Required Skills & Competencies
Hard Skills (Technical)
- Proven experience with order expediting and food running in a fast-paced restaurant or catering environment.
- Familiarity with POS systems (e.g., Toast, Square, Aloha) and printed ticket workflows.
- Knowledge of food safety and sanitation practices; ServSafe or local equivalent certification preferred.
- Basic understanding of allergen protocols and cross-contamination prevention techniques.
- Ability to correctly stage and route multi-course tickets and maintain ticket timing under pressure.
- Competency in safe tray and plate carrying techniques, including balance and weight distribution for high-volume runs.
- Experience with banquet or catering setup and order staging for off-premise and large-group services.
- Basic inventory tracking and restocking practices for front-of-house supplies and condiments.

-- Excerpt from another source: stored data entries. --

PR #538, opened 2024-05-22
Rework battle log and chat system

Benji42:
This PR reworks the battle log and chat system.
- Added a parser for parsing the chat, battle logs, and card descriptions. This is a lot neater than the mix of systems implemented before, has no bugs, and is also a lot more expandable.
- Updated battle log system.
  - Instead of an array, logs now use the parser so they're a lot more readable and easier to modify.
  - Now, each card has their own log that is sent when the card is placed in a non-SU slot, or applied.
  - Attacks also have their own logs.
  - There is a function to create custom logs for other situations.
- Ripped out old profanity filter and replaced it with a new one. It's a lot faster now and does not have the same issues.
- Fixed a lot of buggy behavior in chat log.

developed with @Lunarmagpie


common/cards/alter-egos/hermits/goatfather-rare.ts
```diff
@@ -36,20 +36,25 @@ class GoatfatherRareHermitCard extends HermitCard {
...
 
 		const {player, opponentPlayer, row, rowIndex} = pos
 
-		if (attacks[0].type !== 'secondary' || !row?.hermitCard) return attacks
+		if (attack.type !== 'secondary' || !row?.hermitCard) return
 
 		const coinFlip = flipCoin(player, row.hermitCard)
 
-		if (coinFlip[0] === 'tails') return attacks
+		if (coinFlip[0] === 'tails') return
```
Screaper91, line 49: Goatfather should return `attack` when using primary or Anvil Drop flips tails, this prevents those attacks from executing

Benji42: Hmm, fixed this but now i'm wondering. Would it be possible to make it so getAttacks can't return null? Would prevent this type of mistake from happening. There's probably an edge case I'm not thinking of, though

Benji42:
I opened the PR for review but that doesn't mean it's ready to merge yet. We still need to go through and make sure the logs are all correct, and confirm there's no bugs.

common/cards/alter-egos/hermits/goatfather-rare.ts
Screaper91: Maybe have `getAttacks` return `AttackModel | null` so it must explicitly return a value, even if it not an attack

common/types/cards.ts
```diff
@@ -60,3 +63,20 @@ export type SlotPos = {
...
+		name: string
+		hermitCard: string
+		slotType: string
+	}
+	pick: {
+		rowIndex: string
+		name: string
+		slotType: string
+	}
+}
```
Lunarmagpie: Sorry this was my bad. This type name is awful. I am not sure what a good type name is.
Also please document the fields.

common/utils/attacks.ts
```diff
@@ -147,77 +147,69 @@ function shouldIgnoreCard(attack: AttackModel, instance: string): boolean {
...
+
+	// STEP 1 - Call before attack and defence for all attacks
+	runBeforeAttackHooks(attacks)
+	runBeforeDefenceHooks(attacks)
+
+	// STEP 2 - Call on attack and defence for all attacks
+	runOnAttackHooks(attacks)
+	runOnDefenceHooks(attacks)
+
+	// STEP 3 - Execute all attacks
```
Lunarmagpie, line 164: These comments don't add clarity. The function names and forEach does all of this for us.
```suggestion
	runBeforeAttackHooks(attacks)
	runBeforeDefenceHooks(attacks)

	runOnAttackHooks(attacks)
	runOnDefenceHooks(attacks)

```

common/utils/attacks.ts
```diff
@@ -147,77 +147,69 @@ function shouldIgnoreCard(attack: AttackModel, instance: string): boolean {
...
-		runAfterDefenceHooks(allAttacks)
+		attack.nextAttacks = []
+	})
 
-		// STEP 7 - If we added any new attacks in afterAttack or afterDefense, loop around
-		for (let i = 0; i < allAttacks.length; i++) {
-			attacks.push(...allAttacks[i].nextAttacks)
-		}
+	if (!withoutBlockingActions) {
+		// STEP 5 - All attacks have been completed, mark actions appropriately
```
Lunarmagpie, line 180: I would keep this comment

common/utils/attacks.ts
```diff
@@ -147,77 +147,69 @@ function shouldIgnoreCard(attack: AttackModel, instance: string): boolean {
...
+			'PLAY_SINGLE_USE_CARD',
+			'CHANGE_ACTIVE_HERMIT'
+		)
 	}
+
+	// STEP 6 - After all attacks have been executed, call after attack and defence hooks
+	runAfterAttackHooks(attacks)
+	runAfterDefenceHooks(attacks)
+
+	// STEP 7 - Execute new attacks created in afterAttack hooks
```
Lunarmagpie, line 196: I also like this comment

tests/common/utils/formatting.test.ts
```diff
@@ -0,0 +1,63 @@
+import {describe, expect, test} from '@jest/globals'
```
Lunarmagpie, line 1: For me, add tests to make sure error handling works properly

Lunarmagpie (approved):

common/utils/attacks.ts
Benji42: Going to keep the comments bc they were like that beforehand. Unless you strongly feel they need to be changed

Lunarmagpie: If they were like that before, I think it's fine to leave them

Benji42:
This should be done now.

common/utils/attacks.ts
Sense101: I wrote those comments, and for me they add clarity. Generally I wouldn't remove other comments unless they are clearly outdated

common/cards/alter-egos-ii/hermits/iskallman-rare.ts
```diff
@@ -145,10 +147,17 @@ class IskallmanRareHermitCard extends HermitCard {
 			})
 			attack.addNewAttack(backlashAttack)
 
+			const attackerInfo = HERMIT_CARDS[attacker.row.hermitCard.cardId]
 			const hermitInfo = HERMIT_CARDS[pickedRow.hermitCard.cardId]
 			if (hermitInfo) {
 				const maxHealth = Math.max(pickedRow.health, hermitInfo.health)
 				pickedRow.health = Math.min(pickedRow.health + 50, maxHealth)
+				game.battleLog.addCustomEntry(
```
Sense101, line 155: As this is used in so many places now, maybe it's a good idea to rename it to simply "addEntry"?

common/cards/alter-egos/single-use/egg.ts
```diff
@@ -49,7 +51,7 @@ class EggSingleUseCard extends SingleUseCard {
 					if (!pickResult.card) return 'FAILURE_INVALID_SLOT'
 
 					// Store the row index to use later
-					player.custom[targetKey] = rowIndex
+					player.custom[targetKey] = pickResult
```
Sense101, line 54: What does this change? Looks like it'd probably fix a targeting bug, if yes, what is it as we'd want to add it in the next changelog

common/cards/alter-egos/single-use/ender-pearl.ts
```diff
@@ -48,25 +50,27 @@ class EnderPearlSingleUseCard extends SingleUseCard {
 				// We need to have no card there
 				if (pickResult.card) return 'FAILURE_INVALID_SLOT'
 
+				const activeRow = getActiveRowPos(player)
+				if (player.board.activeRow === null || !activeRow) return 'FAILURE_INVALID_DATA'
+
+				const logInfo = pickResult
```
Sense101, line 56: What type is logInfo, and what's it used for? Unclear to me

common/cards/alter-egos/single-use/ladder.ts
```diff
@@ -83,7 +83,7 @@ class LadderSingleUseCard extends SingleUseCard {
 				}
 
 				// Apply
-				applySingleUse(game, [])
+				applySingleUse(game)
```
Sense101, line 86: I like that we don't have an unneeded parameter here anymore

common/cards/base/card.ts
```diff
@@ -27,12 +28,16 @@ abstract class Card {
 	public name: string
 	public rarity: CardRarityT
 
+	/** The battle log attached to this attack */
```
Sense101, line 31: This should say attached to this *card*. Also could I get clarification, ideally in a comment here, when this is used and what the value should be set as

common/config/debug-config.example.json
```diff
@@ -14,5 +14,6 @@
 		"enabled": false,
 		"clearConsole": true
 	},
-	"autoEndTurn": false
+	"autoEndTurn": false,
+	"logAttackHistory": false
```
Sense101, line 18: Thanks for adding this

common/utils/board.ts
```diff
@@ -154,12 +151,14 @@ export function applySingleUse(
 
 	currentPlayer.board.singleUseCardUsed = true
 
-	game.battleLog.addApplyEffectEntry(effectAction)
 	currentPlayer.hooks.onApply.call()
 
 	// This can only be done once per turn
 	game.addCompletedActions('PLAY_SINGLE_USE_CARD')
 
+	// Send the logs
```
Sense101, line 159: Comment is send the logs but this isn't sending the logs, is it?

Sense101 (commented):
I like that you went through and removed all the /n/n.
I also kinda like that getAttacks now only returns one attack, although can you explain why this change was made please? In addition, now that this was done, it might be better to rename the function on the cards to getAttack

Lunarmagpie:
> I also kinda like that getAttacks now only returns one attack, although can you explain why this change was made please? In addition, now that this was done, it might be better to rename the function on the cards to getAttack

The old system had a problem where you could either have multiple attacks by returning an array or child attack. Having multiple ways to do things is bad, so the array way was removed as it was making algorithms very difficult to write.

common/cards/alter-egos-ii/hermits/iskallman-rare.ts
Benji42: Sure

common/cards/alter-egos/single-use/egg.ts
Benji42: I'm not sure. This just made egg easier to program with the new log changes. Egg was written a bit strangely before. Would appreciate if you could send me a link to the bug report so I can confirm it would fix it.

common/cards/alter-egos/single-use/ender-pearl.ts
Benji42: Yeah.... this is the only part of the update I don't like.

I'm passing in pickInfo into applySingleUse when it exists so we can use it in the descriptions of cards. However, some cards make you pick a slot and we need to put the card you picked instead so I'm creating a new variable to override the card before passing it into applySingleUse. This is kind of a temporary solution, I don't mind removing it for now and coming back to those logs later.

common/utils/board.ts
Benji42: Yeah, typo

Benji42:
> The old system had a problem where you could either have multiple attacks by returning an array or child attack. Having multiple ways to do things is bad, so the array way was removed as it was making algorithms very difficult to write.

To expand on this, It made programming some of the logging stuff a bit complicated because we needed to handle multiple ways of adding attacks. Now there's just one consistent way so it's a lot simpler and less prone to error

common/cards/base/card.ts
Benji42: 👍

client/src/components/formatting/formatting.tsx
```diff
@@ -0,0 +1,82 @@
...
+				{settings.isOpponent
+					? nodeToHtml(differentTextNode.opponentText, settings)
+					: nodeToHtml(differentTextNode.playerText, settings)}
+			</span>
+		)
+	} else if (node.TYPE == 'ProfanityNode') {
+		let profanityNode = node as ProfanityNode
+
+		if (settings.censorProfanity) {
+			return <span> {profanityNode.censor()} </span>
```
Screaper91, line 58: This causes errors since `profanityNode.censor()` cannot be serialized.

common/models/battle-log-model.ts
```diff
@@ -1,321 +1,329 @@
...
+	public async sendLogs() {
+		while (this.logMessageQueue.length > 0) {
+			const firstEntry = this.logMessageQueue.shift()
+			if (!firstEntry) continue
 
 			this.game.chat.push({
 				createdAt: Date.now(),
-				message: lastEntry.description,
-				playerId: lastEntry.player,
+				message: formatText(firstEntry.description),
```
Screaper91, line 77: Any player names in logs are not tested for profanity
```suggestion
				message: formatText(firstEntry.description, {censor: true}),
```

server/src/routines/background/chat.ts
```diff
@@ -23,55 +16,17 @@ function* chatMessageSaga(game: GameModel, action: AnyAction) {
...
-		return {
-			text: chunk.message,
-			censoredText: profanityFilter(chunk.message),
-			format: 'plain',
-		}
-	})
-
 	game.chat.push({
+		message: concatFormattedTextNodes(
+			formatText(`$p${game.players[playerId].name}$ `),
```
Screaper91, line 21: Player names are not tested for profanity
```suggestion
			formatText(`$p${game.players[playerId].name}$ `, {censor: true}),
```

Screaper91 (changes requested):
There are errors relating to profanity censoring, suggested fixes at [https://github.com/Benji42/hc-tcg/pull/5](url)

Benji42:
@Screaper91 Oh... had no CI so I didn't realize, but your PR causes all the unit tests to fail. I'm going to unmerge it and you can re open it.

server/src/routines/background/chat.ts
Lunarmagpie: I agree with adding this! I left it out before but it does make sense considering past history!

Benji42: Yeah. Just make sure you are also censoring player names in all the other places they are displayed if you make this change.

Lunarmagpie:
Im gonna pull in that PR actually and make the fixes manually. Its a good start so I want to work off of it.

Lunarmagpie:
I merged the PR in

common/cards/alter-egos/single-use/egg.ts
Sense101: I'm not aware of a bug report, but this needs testing to clarify what it might change

common/cards/alter-egos/single-use/egg.ts
```diff
@@ -63,15 +65,12 @@ class EggSingleUseCard extends SingleUseCard {
 			const activePos = getActiveRowPos(player)
 			if (!activePos) return []
 
-			const targetIndex: number = player.custom[targetKey]
-			if (targetIndex === null || targetIndex === undefined) return
-			const targetRow = opponentPlayer.board.rows[targetIndex]
-			if (!targetRow || !targetRow.hermitCard) return
+			const pickInfo: PickInfo = player.custom[targetKey]
+			if (!pickInfo || !pickInfo.rowIndex) return
```
Screaper91, line 69:
```suggestion
			if (!pickInfo || pickInfo.rowIndex === null) return
```

common/status-effects/sleeping.ts
```diff
@@ -20,16 +20,21 @@ class SleepingStatusEffect extends StatusEffect {
 	}
 
 	override onApply(game: GameModel, statusEffectInfo: StatusEffectT, pos: CardPosModel) {
-		const {player, card, row} = pos
+		const {player, card, row, rowIndex} = pos
 
-		if (!card || !row?.hermitCard) return
+		if (!card || !row?.hermitCard || !rowIndex) return
```
Screaper91, line 25:
```suggestion
		if (!card || !row?.hermitCard || rowIndex === null) return
```

Screaper91 (changes requested):
`rowIndex` may be `0` and may cause issues when checking for `null`

common/cards/alter-egos/single-use/egg.ts
Benji42: It doesn't change anything that I'm aware of (besides for the bug that screaper found).

Benji42:
This is done unless anyone has any further suggestions/changes.

Lunarmagpie:
LGTM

- Cash handling and order verification skills (basic math and accuracy for closing or assisting servers).
- Familiarity with restaurant opening and closing procedures, cleaning checklists, and standard prep lists.
Soft Skills
- Exceptional communication and teamwork—clear verbal calls and radio etiquette during peak service.
- Strong time management and prioritization; ability to manage multiple tickets and requests simultaneously.
- High level of attention to detail and commitment to quality control and correct plating.
- Physical stamina, agility, and endurance for standing, lifting, and carrying throughout long shifts.
- Calm under pressure with solid problem-solving and escalation judgment for service disruptions.
- Positive attitude, hospitality-first mindset, and a guest-service orientation in every interaction.
- Reliability, punctuality, and flexibility with shift schedules, including nights, weekends and holidays.
- Adaptability to changing menus, special events, and rapid changes in service flow.
- Professional demeanor and appearance, with an ability to represent the brand in front of guests.
- Coaching and mentoring skills to onboard new runners and support cross-training efforts.
Education & Experience
Educational Background
Minimum Education:
- High school diploma or equivalent.
Preferred Education:
- Certificate in Hospitality, Food Safety (ServSafe), or related coursework.
- Short-course training in customer service, restaurant safety, or POS systems.
Relevant Fields of Study:
- Hospitality Management
- Culinary Arts
- Restaurant & Foodservice Management
- Tourism and Event Management
Experience Requirements
Typical Experience Range:
- 0 to 2 years in front-of-house restaurant roles (dishwasher, busser, barback) for entry-level.
- 1+ year running/expediting experience preferred for independent running roles.
Preferred:
- Previous experience in fast-casual, fine dining, banquet or high-volume catering environments.
- Demonstrated experience with POS workflows, multi-course service, and allergen handling.
- Prior exposure to event setup and off-premise order coordination is a plus.